#### Stored data

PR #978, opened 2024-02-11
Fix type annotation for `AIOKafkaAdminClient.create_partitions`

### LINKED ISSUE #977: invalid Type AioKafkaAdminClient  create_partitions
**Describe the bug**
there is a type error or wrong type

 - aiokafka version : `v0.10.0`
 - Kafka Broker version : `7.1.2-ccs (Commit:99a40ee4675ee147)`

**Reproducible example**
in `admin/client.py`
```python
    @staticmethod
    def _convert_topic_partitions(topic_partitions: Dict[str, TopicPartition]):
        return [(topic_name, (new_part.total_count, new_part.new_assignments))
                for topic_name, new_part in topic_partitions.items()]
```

==

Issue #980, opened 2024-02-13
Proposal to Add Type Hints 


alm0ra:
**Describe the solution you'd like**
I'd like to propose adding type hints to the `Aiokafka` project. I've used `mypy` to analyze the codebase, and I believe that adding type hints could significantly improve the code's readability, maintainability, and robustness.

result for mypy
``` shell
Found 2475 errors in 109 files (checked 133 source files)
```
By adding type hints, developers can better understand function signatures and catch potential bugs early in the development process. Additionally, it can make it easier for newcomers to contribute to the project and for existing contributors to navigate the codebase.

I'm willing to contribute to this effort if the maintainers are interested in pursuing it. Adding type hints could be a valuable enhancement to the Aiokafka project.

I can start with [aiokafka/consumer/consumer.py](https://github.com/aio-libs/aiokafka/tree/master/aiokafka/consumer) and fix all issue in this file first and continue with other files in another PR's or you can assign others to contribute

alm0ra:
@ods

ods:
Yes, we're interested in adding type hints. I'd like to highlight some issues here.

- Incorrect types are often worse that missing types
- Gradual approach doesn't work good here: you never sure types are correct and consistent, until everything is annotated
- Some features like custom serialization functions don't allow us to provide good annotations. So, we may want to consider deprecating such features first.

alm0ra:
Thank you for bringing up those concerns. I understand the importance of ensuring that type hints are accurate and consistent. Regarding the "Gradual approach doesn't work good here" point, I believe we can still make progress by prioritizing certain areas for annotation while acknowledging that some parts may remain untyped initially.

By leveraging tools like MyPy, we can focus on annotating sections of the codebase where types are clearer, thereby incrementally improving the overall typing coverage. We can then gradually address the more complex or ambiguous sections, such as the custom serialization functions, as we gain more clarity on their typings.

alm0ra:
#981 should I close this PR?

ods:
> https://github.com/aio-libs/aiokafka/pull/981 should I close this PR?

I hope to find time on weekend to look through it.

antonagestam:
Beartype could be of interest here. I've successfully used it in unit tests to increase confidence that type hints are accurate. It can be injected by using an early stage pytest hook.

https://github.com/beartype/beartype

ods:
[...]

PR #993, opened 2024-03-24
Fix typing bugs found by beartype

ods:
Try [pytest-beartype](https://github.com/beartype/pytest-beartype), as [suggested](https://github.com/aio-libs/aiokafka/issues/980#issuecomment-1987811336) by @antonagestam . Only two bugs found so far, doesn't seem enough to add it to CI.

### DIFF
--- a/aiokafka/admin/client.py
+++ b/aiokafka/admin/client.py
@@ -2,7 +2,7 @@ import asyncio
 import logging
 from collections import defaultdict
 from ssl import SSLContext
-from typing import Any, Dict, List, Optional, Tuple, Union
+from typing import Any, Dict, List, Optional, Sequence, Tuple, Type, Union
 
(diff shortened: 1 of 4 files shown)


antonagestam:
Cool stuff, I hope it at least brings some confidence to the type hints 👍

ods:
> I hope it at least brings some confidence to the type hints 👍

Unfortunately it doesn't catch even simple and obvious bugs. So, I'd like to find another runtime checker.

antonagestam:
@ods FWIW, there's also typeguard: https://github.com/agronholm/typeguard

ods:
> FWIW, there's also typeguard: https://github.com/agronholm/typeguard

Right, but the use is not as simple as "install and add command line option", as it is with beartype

---

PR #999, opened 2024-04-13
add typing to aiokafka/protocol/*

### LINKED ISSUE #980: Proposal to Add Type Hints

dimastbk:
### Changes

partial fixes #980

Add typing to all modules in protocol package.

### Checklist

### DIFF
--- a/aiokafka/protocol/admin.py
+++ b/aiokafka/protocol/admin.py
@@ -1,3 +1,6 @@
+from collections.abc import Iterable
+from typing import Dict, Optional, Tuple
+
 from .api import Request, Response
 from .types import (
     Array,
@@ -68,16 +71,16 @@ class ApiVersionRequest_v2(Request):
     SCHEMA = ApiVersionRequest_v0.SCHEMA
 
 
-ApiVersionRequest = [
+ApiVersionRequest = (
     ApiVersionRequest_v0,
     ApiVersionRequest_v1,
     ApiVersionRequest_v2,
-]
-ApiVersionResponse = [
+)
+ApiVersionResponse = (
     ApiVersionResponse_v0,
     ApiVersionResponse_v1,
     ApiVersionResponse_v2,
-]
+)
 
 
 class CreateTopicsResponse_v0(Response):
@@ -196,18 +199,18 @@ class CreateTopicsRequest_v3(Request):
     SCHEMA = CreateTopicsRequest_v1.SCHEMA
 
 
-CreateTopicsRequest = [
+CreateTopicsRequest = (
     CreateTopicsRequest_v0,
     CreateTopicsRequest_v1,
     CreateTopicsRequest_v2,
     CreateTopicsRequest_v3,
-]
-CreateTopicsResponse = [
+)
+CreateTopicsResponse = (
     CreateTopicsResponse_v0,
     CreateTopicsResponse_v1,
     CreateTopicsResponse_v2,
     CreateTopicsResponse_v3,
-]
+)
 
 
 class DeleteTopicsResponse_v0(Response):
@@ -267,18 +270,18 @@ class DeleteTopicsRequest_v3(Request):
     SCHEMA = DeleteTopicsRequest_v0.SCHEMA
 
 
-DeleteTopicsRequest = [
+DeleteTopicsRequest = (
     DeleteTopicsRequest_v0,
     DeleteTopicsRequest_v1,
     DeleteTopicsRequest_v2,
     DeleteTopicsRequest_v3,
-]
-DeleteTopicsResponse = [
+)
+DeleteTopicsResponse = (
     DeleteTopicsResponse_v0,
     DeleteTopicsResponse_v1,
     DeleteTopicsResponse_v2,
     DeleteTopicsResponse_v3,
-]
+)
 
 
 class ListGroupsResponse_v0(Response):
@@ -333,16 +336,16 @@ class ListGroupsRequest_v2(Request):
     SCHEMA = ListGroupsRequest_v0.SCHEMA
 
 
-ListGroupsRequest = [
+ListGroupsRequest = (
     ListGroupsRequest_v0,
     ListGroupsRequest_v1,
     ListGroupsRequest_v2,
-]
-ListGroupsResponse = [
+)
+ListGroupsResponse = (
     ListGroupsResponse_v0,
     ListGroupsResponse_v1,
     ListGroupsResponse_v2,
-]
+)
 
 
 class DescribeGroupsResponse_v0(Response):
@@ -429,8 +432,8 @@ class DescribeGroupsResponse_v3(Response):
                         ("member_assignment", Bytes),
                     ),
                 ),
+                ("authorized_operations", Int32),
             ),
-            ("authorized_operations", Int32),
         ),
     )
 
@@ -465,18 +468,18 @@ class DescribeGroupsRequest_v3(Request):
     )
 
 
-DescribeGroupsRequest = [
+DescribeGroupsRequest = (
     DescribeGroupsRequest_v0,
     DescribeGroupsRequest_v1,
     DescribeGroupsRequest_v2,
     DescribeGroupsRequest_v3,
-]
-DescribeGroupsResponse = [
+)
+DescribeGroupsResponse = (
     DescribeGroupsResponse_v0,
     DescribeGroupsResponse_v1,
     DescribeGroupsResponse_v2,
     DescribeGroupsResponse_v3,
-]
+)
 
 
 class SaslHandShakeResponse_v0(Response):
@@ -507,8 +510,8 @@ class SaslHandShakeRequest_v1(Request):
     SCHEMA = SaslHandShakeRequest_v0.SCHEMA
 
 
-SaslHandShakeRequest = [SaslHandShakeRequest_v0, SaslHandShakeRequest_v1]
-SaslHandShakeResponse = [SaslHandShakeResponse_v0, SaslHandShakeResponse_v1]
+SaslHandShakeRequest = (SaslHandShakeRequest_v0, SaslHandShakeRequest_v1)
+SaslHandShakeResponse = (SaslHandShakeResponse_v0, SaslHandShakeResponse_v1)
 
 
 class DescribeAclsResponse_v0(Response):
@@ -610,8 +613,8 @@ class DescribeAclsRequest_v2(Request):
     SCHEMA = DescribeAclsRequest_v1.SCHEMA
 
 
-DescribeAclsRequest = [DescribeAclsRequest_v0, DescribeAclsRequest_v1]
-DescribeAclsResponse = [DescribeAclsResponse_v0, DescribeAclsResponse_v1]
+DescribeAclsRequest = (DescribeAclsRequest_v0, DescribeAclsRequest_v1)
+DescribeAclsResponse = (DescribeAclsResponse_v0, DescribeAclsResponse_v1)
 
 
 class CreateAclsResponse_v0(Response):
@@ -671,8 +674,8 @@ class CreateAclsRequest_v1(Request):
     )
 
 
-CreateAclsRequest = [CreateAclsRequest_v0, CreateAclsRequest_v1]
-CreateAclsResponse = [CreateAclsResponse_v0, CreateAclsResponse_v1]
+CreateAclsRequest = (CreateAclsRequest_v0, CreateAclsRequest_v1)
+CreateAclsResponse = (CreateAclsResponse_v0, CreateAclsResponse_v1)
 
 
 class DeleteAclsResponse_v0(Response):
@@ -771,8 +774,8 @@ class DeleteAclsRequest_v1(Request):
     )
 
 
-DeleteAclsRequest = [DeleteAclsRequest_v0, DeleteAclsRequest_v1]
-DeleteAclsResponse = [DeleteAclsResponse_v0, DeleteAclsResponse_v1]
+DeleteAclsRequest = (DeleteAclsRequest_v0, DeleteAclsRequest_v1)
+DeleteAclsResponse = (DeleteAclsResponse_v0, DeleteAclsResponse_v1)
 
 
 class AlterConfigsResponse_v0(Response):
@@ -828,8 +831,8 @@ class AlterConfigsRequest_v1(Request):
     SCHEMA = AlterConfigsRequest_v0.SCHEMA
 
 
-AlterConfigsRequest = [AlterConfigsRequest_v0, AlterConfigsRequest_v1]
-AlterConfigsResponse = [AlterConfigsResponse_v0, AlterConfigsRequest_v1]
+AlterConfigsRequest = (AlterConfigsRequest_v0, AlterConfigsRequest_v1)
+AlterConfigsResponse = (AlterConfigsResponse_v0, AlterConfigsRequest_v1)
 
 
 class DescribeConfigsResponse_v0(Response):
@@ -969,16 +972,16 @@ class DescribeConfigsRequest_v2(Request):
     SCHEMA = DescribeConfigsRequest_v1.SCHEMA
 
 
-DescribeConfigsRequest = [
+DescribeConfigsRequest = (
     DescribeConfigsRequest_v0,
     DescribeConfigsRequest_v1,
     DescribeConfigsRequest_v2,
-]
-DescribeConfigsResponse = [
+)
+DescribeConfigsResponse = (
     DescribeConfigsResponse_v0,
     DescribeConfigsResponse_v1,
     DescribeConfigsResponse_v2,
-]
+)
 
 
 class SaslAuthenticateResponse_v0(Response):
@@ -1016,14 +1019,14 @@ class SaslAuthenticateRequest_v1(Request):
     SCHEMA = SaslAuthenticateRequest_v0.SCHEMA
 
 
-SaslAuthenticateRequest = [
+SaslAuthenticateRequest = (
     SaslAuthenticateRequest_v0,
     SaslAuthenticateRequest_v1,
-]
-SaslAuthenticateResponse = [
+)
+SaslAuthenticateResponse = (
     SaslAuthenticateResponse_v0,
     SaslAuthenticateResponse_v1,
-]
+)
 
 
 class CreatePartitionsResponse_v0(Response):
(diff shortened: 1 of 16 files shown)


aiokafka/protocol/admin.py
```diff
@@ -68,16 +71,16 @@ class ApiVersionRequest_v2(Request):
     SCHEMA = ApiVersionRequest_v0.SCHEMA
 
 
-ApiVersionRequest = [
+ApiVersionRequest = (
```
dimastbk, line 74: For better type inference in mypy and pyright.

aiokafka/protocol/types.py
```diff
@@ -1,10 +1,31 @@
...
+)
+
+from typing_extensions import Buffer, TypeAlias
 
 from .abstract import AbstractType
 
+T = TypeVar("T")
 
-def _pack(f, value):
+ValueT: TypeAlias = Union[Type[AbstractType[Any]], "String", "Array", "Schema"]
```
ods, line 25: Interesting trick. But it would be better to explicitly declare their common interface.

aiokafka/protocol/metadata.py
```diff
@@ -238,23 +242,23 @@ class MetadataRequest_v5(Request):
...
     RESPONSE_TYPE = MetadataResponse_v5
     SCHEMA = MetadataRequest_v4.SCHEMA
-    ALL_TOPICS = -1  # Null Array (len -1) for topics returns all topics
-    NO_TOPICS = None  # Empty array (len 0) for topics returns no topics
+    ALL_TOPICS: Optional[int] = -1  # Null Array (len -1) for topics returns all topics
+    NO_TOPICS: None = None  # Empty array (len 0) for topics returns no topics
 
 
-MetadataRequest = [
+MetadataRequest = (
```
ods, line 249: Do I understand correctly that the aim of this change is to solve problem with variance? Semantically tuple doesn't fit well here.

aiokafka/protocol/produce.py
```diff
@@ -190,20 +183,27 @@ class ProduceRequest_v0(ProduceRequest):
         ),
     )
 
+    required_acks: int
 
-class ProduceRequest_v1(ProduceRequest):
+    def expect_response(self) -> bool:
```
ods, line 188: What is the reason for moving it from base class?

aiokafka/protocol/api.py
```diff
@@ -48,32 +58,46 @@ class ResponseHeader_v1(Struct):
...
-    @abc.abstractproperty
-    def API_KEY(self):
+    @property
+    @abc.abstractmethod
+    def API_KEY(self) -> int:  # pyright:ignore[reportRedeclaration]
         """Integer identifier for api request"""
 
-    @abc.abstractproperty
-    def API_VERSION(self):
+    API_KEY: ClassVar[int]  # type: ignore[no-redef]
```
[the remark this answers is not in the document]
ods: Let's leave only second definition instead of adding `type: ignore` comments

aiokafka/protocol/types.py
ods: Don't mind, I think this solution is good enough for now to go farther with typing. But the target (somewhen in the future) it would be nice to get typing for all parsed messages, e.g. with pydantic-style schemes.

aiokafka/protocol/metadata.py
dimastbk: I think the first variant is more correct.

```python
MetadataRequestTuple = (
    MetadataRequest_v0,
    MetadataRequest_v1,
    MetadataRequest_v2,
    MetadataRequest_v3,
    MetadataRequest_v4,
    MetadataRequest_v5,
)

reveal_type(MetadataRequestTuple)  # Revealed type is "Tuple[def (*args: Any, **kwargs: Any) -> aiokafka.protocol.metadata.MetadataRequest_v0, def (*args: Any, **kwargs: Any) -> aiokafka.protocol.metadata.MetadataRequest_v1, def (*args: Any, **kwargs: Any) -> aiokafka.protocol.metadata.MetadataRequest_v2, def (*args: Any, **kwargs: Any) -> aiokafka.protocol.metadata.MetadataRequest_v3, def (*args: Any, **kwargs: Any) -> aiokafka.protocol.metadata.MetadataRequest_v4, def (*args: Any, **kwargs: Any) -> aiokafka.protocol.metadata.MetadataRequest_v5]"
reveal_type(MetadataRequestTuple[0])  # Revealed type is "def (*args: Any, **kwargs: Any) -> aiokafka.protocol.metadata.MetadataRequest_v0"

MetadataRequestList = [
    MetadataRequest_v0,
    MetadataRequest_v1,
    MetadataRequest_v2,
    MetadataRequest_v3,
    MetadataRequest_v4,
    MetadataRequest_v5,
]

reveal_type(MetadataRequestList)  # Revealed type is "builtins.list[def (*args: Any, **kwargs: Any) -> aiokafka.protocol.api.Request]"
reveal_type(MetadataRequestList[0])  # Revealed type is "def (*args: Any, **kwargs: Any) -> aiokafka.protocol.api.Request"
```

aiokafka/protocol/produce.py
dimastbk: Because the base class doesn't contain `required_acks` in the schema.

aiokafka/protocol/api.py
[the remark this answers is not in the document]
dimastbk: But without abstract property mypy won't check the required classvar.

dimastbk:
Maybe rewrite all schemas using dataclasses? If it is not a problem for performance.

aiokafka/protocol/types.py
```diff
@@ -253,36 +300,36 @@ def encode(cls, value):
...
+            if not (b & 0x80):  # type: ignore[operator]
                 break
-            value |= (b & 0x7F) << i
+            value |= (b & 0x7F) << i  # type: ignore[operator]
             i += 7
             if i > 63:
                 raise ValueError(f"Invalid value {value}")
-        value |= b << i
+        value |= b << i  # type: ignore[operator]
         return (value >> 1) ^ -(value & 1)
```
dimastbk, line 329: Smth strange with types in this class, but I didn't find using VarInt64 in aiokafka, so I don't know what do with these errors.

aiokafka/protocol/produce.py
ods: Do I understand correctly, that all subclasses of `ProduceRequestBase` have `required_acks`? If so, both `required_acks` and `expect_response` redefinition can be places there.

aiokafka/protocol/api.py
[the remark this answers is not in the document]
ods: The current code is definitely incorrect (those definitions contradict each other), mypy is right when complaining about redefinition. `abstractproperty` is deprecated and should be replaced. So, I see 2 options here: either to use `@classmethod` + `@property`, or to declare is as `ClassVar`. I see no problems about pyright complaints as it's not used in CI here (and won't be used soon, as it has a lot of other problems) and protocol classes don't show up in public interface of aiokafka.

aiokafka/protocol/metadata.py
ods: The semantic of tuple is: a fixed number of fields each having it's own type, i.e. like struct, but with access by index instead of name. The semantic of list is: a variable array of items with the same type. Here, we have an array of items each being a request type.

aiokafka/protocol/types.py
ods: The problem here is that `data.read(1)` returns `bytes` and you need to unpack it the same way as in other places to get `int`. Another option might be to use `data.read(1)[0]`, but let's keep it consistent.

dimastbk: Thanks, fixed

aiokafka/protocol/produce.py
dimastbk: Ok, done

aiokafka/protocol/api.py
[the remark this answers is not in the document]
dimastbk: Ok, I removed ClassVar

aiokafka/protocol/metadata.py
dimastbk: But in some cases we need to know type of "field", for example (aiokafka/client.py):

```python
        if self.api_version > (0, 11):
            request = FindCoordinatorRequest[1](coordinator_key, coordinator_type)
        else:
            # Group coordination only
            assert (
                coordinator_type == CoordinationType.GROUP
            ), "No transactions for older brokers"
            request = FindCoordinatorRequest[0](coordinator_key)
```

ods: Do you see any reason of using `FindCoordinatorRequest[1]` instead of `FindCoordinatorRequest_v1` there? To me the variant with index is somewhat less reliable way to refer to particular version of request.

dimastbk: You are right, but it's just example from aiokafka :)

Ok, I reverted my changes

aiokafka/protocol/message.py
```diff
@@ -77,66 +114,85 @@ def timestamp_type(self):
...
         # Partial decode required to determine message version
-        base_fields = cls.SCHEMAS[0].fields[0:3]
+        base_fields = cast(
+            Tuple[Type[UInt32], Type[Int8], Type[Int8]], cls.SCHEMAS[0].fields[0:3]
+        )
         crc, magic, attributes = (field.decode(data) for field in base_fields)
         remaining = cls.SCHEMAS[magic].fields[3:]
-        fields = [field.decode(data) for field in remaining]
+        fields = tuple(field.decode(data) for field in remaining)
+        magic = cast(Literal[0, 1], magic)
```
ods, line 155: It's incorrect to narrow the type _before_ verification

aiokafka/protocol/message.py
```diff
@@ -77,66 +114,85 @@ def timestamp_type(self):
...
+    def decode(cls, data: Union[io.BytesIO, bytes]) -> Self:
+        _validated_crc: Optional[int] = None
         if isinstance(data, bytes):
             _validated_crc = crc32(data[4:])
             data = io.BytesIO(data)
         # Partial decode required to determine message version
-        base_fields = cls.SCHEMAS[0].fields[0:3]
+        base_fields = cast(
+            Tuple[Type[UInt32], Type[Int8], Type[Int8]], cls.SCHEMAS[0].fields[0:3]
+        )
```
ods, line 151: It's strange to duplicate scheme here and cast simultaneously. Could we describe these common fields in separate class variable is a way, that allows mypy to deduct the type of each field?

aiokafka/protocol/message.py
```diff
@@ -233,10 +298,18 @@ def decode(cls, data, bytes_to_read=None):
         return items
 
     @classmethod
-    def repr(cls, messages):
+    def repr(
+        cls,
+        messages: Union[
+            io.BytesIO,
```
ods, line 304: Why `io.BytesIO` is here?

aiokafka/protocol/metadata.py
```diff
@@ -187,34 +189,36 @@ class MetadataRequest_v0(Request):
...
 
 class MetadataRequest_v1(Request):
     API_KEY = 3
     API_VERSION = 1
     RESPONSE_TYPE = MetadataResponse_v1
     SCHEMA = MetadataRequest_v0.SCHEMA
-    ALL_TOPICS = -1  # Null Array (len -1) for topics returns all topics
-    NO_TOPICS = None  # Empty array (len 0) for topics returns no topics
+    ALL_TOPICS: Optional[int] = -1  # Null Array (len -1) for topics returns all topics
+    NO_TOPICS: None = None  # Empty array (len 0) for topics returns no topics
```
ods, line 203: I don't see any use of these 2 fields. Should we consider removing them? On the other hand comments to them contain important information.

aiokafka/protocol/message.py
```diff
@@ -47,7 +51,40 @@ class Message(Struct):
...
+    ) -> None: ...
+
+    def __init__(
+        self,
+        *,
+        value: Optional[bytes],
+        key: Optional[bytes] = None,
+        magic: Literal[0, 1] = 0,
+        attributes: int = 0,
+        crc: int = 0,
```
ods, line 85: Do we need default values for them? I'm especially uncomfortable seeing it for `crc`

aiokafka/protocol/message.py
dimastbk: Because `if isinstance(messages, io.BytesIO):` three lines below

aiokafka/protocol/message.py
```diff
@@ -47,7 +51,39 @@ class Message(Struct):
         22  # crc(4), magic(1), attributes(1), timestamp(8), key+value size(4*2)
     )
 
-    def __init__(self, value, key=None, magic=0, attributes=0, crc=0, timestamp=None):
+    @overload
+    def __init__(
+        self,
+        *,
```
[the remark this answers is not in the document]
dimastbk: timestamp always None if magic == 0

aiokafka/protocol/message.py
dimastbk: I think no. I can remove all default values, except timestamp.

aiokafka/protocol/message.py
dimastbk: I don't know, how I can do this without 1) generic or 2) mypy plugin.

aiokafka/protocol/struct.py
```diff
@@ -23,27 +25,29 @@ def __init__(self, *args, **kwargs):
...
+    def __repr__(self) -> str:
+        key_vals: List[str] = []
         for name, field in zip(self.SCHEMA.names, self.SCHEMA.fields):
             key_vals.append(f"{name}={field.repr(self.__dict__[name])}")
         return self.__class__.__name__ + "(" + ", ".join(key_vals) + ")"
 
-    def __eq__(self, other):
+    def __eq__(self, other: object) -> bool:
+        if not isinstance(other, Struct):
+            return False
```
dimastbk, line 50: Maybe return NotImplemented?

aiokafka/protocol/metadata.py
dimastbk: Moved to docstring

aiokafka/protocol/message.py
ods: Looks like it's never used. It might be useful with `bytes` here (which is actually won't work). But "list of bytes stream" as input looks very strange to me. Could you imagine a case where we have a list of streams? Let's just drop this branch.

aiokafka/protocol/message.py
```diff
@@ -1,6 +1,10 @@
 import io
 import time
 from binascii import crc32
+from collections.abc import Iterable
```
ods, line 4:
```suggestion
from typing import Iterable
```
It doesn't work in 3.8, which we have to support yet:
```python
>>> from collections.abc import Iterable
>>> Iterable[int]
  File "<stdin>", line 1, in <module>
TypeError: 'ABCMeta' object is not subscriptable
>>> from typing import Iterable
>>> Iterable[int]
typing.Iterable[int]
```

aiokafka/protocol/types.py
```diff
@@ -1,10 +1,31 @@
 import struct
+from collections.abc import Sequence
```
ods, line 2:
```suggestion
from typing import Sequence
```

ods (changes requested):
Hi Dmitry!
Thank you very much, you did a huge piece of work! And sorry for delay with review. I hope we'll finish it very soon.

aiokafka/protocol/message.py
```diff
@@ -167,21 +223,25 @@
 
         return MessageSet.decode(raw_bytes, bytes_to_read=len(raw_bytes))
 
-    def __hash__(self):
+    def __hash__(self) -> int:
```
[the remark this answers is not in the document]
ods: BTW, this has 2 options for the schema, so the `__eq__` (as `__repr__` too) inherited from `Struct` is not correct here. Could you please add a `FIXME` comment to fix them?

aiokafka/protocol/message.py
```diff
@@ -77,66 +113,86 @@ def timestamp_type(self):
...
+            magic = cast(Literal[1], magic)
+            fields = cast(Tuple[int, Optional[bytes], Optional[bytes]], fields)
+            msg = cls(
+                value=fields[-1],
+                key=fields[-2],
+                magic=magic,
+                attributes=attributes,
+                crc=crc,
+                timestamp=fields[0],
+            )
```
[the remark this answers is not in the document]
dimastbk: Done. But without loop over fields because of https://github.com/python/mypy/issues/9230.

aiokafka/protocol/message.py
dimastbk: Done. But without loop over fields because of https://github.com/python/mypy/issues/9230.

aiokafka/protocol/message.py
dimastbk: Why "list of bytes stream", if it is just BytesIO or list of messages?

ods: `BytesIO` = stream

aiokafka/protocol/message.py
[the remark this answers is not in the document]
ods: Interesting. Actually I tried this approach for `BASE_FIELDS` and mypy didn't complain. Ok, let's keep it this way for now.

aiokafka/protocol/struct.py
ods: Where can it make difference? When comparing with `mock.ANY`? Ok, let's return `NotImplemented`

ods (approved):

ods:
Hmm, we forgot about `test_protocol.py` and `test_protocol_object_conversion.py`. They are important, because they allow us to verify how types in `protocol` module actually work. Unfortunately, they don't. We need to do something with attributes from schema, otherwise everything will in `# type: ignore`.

#### Work item
Find the line with "PR #978, opened 2024-02-11" in the material above. Reproduce it and each line after it up to and including the line with "there is a type error or wrong type".

#### Result
PR #978, opened 2024-02-11
Fix type annotation for `AIOKafkaAdminClient.create_partitions`

### LINKED ISSUE #977: invalid Type AioKafkaAdminClient  create_partitions
**Describe the bug**
there is a type error or wrong type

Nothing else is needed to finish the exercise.